Listen: Umpire John Hirschbeck tells Mike Matheny he won’t win the argument

David Brown
Big League Stew

The St. Louis Cardinals appeared to catch a huge break in Game 1 of the World Series on Wednesday night when umpire Dana DeMuth credited infielder Pete Kozma with a catch at second base on a flip from Matt Carpenter in the first inning. Only, Kozma never actually caught the ball, and DeMuth was giving him the benefit of the doubt on the transfer from glove to throwing hand, which umpires do from time to time.

Well, after Red Sox manager John Farrell pointed out that perhaps DeMuth was being hasty, five other umpires got together and decided it wasn't a catch. It was, indeed, the ol' hasty transfer assumption. It was the turn of Cardinals manager Mike Matheny to argue. He was, like, "Where the heck did our huge break just go?" Good for all of us that Fox TV strapped a microphone to Hirschbeck, so we could hear how the conversation went down on the field:

Hirschbeck: "There's five of us out here. OK? And all five of us say we are 100 percent sure that that was not a catch."

Matheny: "— Well, how many ... ?!"

Hirschbeck: "Our job is to get it right."

Matheny: "— But ..."

And then the audio was cut off, sparing Matheny from any more indignity. Logic and reason prevailed over assumption (which you can never assume with umpires and managers). The umpire's mistake turned into Kozma's mistake — one of several the Cardinals made in Boston's 8-1 victory.

After the game, Matheny had settled down, and said it was just hard to take at the time.

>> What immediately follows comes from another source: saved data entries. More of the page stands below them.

PR #1451, opened 2024-09-12
Skip xfn->xfn context injection if custom Payload is used without $

lym953:
### Problem
If a Lambda function in a State Machine has a custom `Payload` defined using `"Payload": ...`, e.g.,
```
    "Step Functions StartExecution": {
      "Type": "Task",
      "Resource": "arn:aws:states:::states:startExecution",
      "Parameters": {
        "StateMachineArn": "xxx",
        "Input": {
          "CONTEXT": "Context!"
        }
      },
      "End": true
    }
```
then context injection for the Step Function will fail with the error:
> [Error] Invalid State Machine Definition: 'SCHEMA_VALIDATION_FAILED: Cannot have both the field 'CONTEXT.$' and the field 'CONTEXT' at the same time at /States/Step Functions StartExecution/Parameters'. Failed to inject context into lambda functions' payload of arn:aws:states:sa-east-1:425362996713:stateMachine:YimingTestExpressStateMachine2 

This is because our instrumentation code will add a field `"CONTEXT.$": ...`, which duplicates with `"CONTEXT": ...`. Right now we only check for custom `"CONTEXT.$": ...` (with `$`, i.e. using JSONPath) but don't check for custom `"CONTEXT": ...`.

### What

Also skip context injection when a custom `"CONTEXT": ...` field is used (without `$`)

#### Automated testing
Pass the added test, which would fail without the changes on `helpers.ts`

#### Manual testing

Steps:
1. change the `CONTEXT` field of a Lambda function to what's shown in "Problem" section
2. run `datadog-ci stepfunctions instrument`

Result: a warning is printed as expected
image

### Notes

1. Thanks @agocs for bringing this up in https://github.com/DataDog/datadog-ci/pull/1443#pullrequestreview-2293937693
2. The behavior will be changed soon: we will soon allow custom `CONTEXT` field as long as it doesn't contain `Execution` or `State` field inside. But I want to first merge this PR to make the existing behavior more clear, so the changes in future PRs will be more clear so the PRs will be easier to review.

### Review checklist

### DIFF
--- a/src/commands/stepfunctions/helpers.ts
+++ b/src/commands/stepfunctions/helpers.ts
@@ -138,7 +138,7 @@ check out https://docs.datadoghq.com/serverless/step_functions/troubleshooting/\
     }
 
     // payload field not set
-    if (!step.Parameters.hasOwnProperty('Payload.$')) {
+    if (!step.Parameters.hasOwnProperty('Payload.$') && !step.Parameters.hasOwnProperty('Payload')) {
       return true
     }
 
@@ -228,6 +228,7 @@ export type StepType = {
 
 export type ParametersType = {
   'Payload.$'?: string
+  Payload?: string
   FunctionName?: string
   StateMachineArn?: string
   TableName?: string
--- a/src/commands/stepfunctions/helpers.ts
+++ b/src/commands/stepfunctions/helpers.ts
@@ -196,7 +196,7 @@ merge these traces, check out https://docs.datadoghq.com/serverless/step_functio
       return false
     }
 
-    if (!step.Parameters.Input['CONTEXT.$']) {
+    if (!step.Parameters.Input['CONTEXT.$'] && !step.Parameters.Input['CONTEXT']) {
       return true
     }
 
@@ -234,6 +234,7 @@ export type ParametersType = {
   TableName?: string
   Input?: {
     'CONTEXT.$'?: string
+    CONTEXT?: string
   }
 }
 
--- a/src/commands/stepfunctions/__tests__/helpers.test.ts
+++ b/src/commands/stepfunctions/__tests__/helpers.test.ts
@@ -68,6 +68,32 @@ describe('stepfunctions command helpers tests', () => {
       expect(shouldUpdateStepForTracesMerging(step, context, 'Lambda Invoke')).toBeTruthy()
     })
 
+    test('custom payload field not using JsonPath expression', () => {
+      const step: StepType = {
+        Type: 'Task',
+        Resource: 'arn:aws:states:::lambda:invoke',
+        Parameters: {
+          FunctionName: 'arn:aws:lambda:sa-east-1:425362991234:function:unit-test-lambda-function',
+          Payload: '{"action": "service/delete_customer"}',
+        },
+        End: true,
+      }
+      expect(shouldUpdateStepForTracesMerging(step, context, 'Lambda Invoke')).toBeFalsy()
+    })
+
+    test('custom payload field using JsonPath expression', () => {
+      const step: StepType = {
+        Type: 'Task',
+        Resource: 'arn:aws:states:::lambda:invoke',
+        Parameters: {
+          FunctionName: 'arn:aws:lambda:sa-east-1:425362991234:function:unit-test-lambda-function',
+          'Payload.$': '{"customer.$": "$.customer"}',
+        },
+        End: true,
+      }
+      expect(shouldUpdateStepForTracesMerging(step, context, 'Lambda Invoke')).toBeFalsy()
+    })
+
     test('none-lambda step should not be updated', () => {
       const step: StepType = {
         Type: 'Task',
--- a/src/commands/stepfunctions/__tests__/helpers.test.ts
+++ b/src/commands/stepfunctions/__tests__/helpers.test.ts
@@ -242,13 +242,28 @@ describe('stepfunctions command helpers tests', () => {
       ).toBeTruthy()
     })
 
-    test('is false when Input is an object that contains a CONTEXT key', () => {
+    test('is false when Input is an object that contains a CONTEXT key using JSONPath expression', () => {
       const step: StepType = {
         Type: 'Task',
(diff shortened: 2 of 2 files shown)


src/commands/stepfunctions/helpers.ts
```diff
@@ -228,11 +228,13 @@ export type StepType = {
 
 export type ParametersType = {
   'Payload.$'?: string
+  Payload?: string
   FunctionName?: string
   StateMachineArn?: string
   TableName?: string
   Input?: {
     'CONTEXT.$'?: string
+    CONTEXT?: string
```
avedmala, line 237: I was wondering if it's possible and if there's a plan to rename to "Payload" for naming consistency between Lambda and SFN cases

Just curious if it can be added down the line

avedmala (approved):
LGTM 🚢 

left a question that's non blocking

src/commands/stepfunctions/helpers.ts
lym953: I think a better way is to encapsulate only those fields we need into a field, maybe called `DDTracingContext`. Details:

Right now we are passing all the 11 fields from `$$`:
```
{
  "Execution": {
    "Id": "arn:aws:states:sa-east-1:425362996713:express:YimingTestExpressStateMachine2:a5f1a67a-dd92-401e-ae32-d270d68a1741:f2450599-6c08-4717-a91c-e0b41fd340a0",
    "Input": {},
    "Name": "a5f1a67a-dd92-401e-ae32-d270d68a1741",
    "RoleArn": "arn:aws:iam::425362996713:role/service-role/StepFunctions-YimingTestExpressStateMachine2-role-gydji1d2u",
    "StartTime": "2024-09-13T16:43:32.537Z",
    "RedriveCount": 0
  },
  "StateMachine": {
    "Id": "arn:aws:states:sa-east-1:425362996713:stateMachine:YimingTestExpressStateMachine2",
    "Name": "YimingTestExpressStateMachine2"
  },
  "State": {
    "Name": "Lambda Invoke",
    "EnteredTime": "2024-09-13T16:43:33.543Z",
    "RetryCount": 0
  }
}
```
and the downstream is probably using only a small subset of them. Passing too many field will impact user experience when they check the log. For example, their custom fields can be hard to find from the long JSON string.

I'm thinking of creating:
```
"DDTracingContext": {
  "ExecutionId": "arn:aws:states:sa-east-1:425362996713:express:YimingTestExpressStateMachine2:a5f1a67a-dd92-401e-ae32-d270d68a1741:f2450599-6c08-4717-a91c-e0b41fd340a0",
  "StateName": "Lambda Invoke",
  "StateEnteredTime": "2024-09-13T16:43:33.543Z"
}
```
(assuming only these three fields are what we need. We can add more if needed.)
and add it to
- `Payload` of Lambda
- `Parameters.Input` for Step Function

Does this sound good to you?

avedmala: I really like this idea, way cleaner!

avedmala: Just realized another point, I think this change will also bring some performance wins!

Our current implementation merges the entire Execution which means the Input also gets copied and **duplicated**. We currently truncate the actual Input/Output fields to 10K but this can lead to a case where a large Input can live under the Execution at its full length 😨

kimi-p: Good suggestion! I think we can use `DDTraceContext` as other repos do (not `tracing`). 
https://github.com/search?q=org%3ADataDog+ddtracecontext&type=code

I think there are a couple of things to consider:

1. We'll need to update ALL tracer layers for this change. Another change to logs-backend should be straightforward.
2. If AWS put more information into the context object and we want to utilize them (e.g. `Execution.RedriveCount` and `Execution.RedriveTime`), we'll need to update the schema in all tracers & logs-backend and ask customers to update their SF definition again. Although new information added probably only happen every couple of years, but it still seems a lot to ask for our customers.
3. When we inject the whole SF context object into payload, the customers may already expect these fields to be in their lambda for a year now. So, this might be a breaking change for few customers. But this is less of a concern IMO.

### SF Context Object
https://docs.aws.amazon.com/step-functions/latest/dg/input-output-contextobject.html#contextobject-format
```
{
    "Execution": {
        "Id": "String",
        "Input": {},
        "Name": "String",
        "RoleArn": "String",
        "StartTime": "Format: ISO 8601",
        "RedriveCount": Number,
        "RedriveTime": "Format: ISO 8601"
    },
    "State": {
        "EnteredTime": "Format: ISO 8601",
        "Name": "String",
        "RetryCount": Number
    },
    "StateMachine": {
        "Id": "String",
        "Name": "String"
    },
    "Task": {
        "Token": "String"
    }
}
```

lym953: @kimi-p Thanks for the comment!
> I think we can use `DDTraceContext` as other repos do (not `tracing`).
https://github.com/search?q=org%3ADataDog+ddtracecontext&type=code

Is that a different thing? For example, in your link, the `DDTraceContext` in `datadog-lambda-java` contains `traceID`, `parentID` and `samplingPriority`, not `ExecutionId`, `StateName` and `StateEnteredTime` discussed here. If that's a different thing, I think we need to pick a name that's very different from `DDTraceContext` to avoid confusion.

> If AWS put more information into the context object and we want to utilize them (e.g. `Execution.RedriveCount` and `Execution.RedriveTime`), we'll need to update the schema in all tracers & logs-backend and ask customers to update their SF definition again. Although new information added probably only happen every couple of years, it still seems a lot to ask for our customers.

So here's the tradeoff:
|  | Maintainability (for us) | Overhead (for users) | Performance | Debugging experience (for users) |
| - | - | - | - | - |
| Current approach | Good.  | Good (low). No trouble to update the version | Bad. Passes unnecessary fields | Bad. Too many fields. |
| Proposed approach | Bad. need to make tracer keep backward compatibility for a long time until all clients switch to the new version | Bad (high). Need to update the version when asked by us. | Good. Passes less data | Good. Fewer fields. |

Which option would you go for? Is there a dimension that's particularly important?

"That's not a play I've ever seen before," Matheny told reporters. "And I'm pretty sure there were six umpires on the field that had never seen that play before either. It's a pretty tough time to debut that overruled call in the World Series. Now, I get that trying to get the right call, I get that. Tough one to swallow."

It's rare to overturn a call in that way, but not unprecedented. DeMuth, Hirschbeck and MLB official Joe Torre were made available to talk about the ruling after the game — which also isn't unprecedented. DeMuth admitted fault, saying he focused for too long on Kozma's foot and whether it was touching the second-base bag.

"I was assuming" that Kozma caught the ball, said DeMuth, who added that he felt "awful" about making the mistake, but was glad he had a team backing him up to ensure the play was called correctly in the end. Aren't we all? (Except for the Cardinals.)

If umpires went about reviewing questionable calls like this more often, fans might not be as inclined to call for invasively expanded video replay or for cyber umps to replace the humans.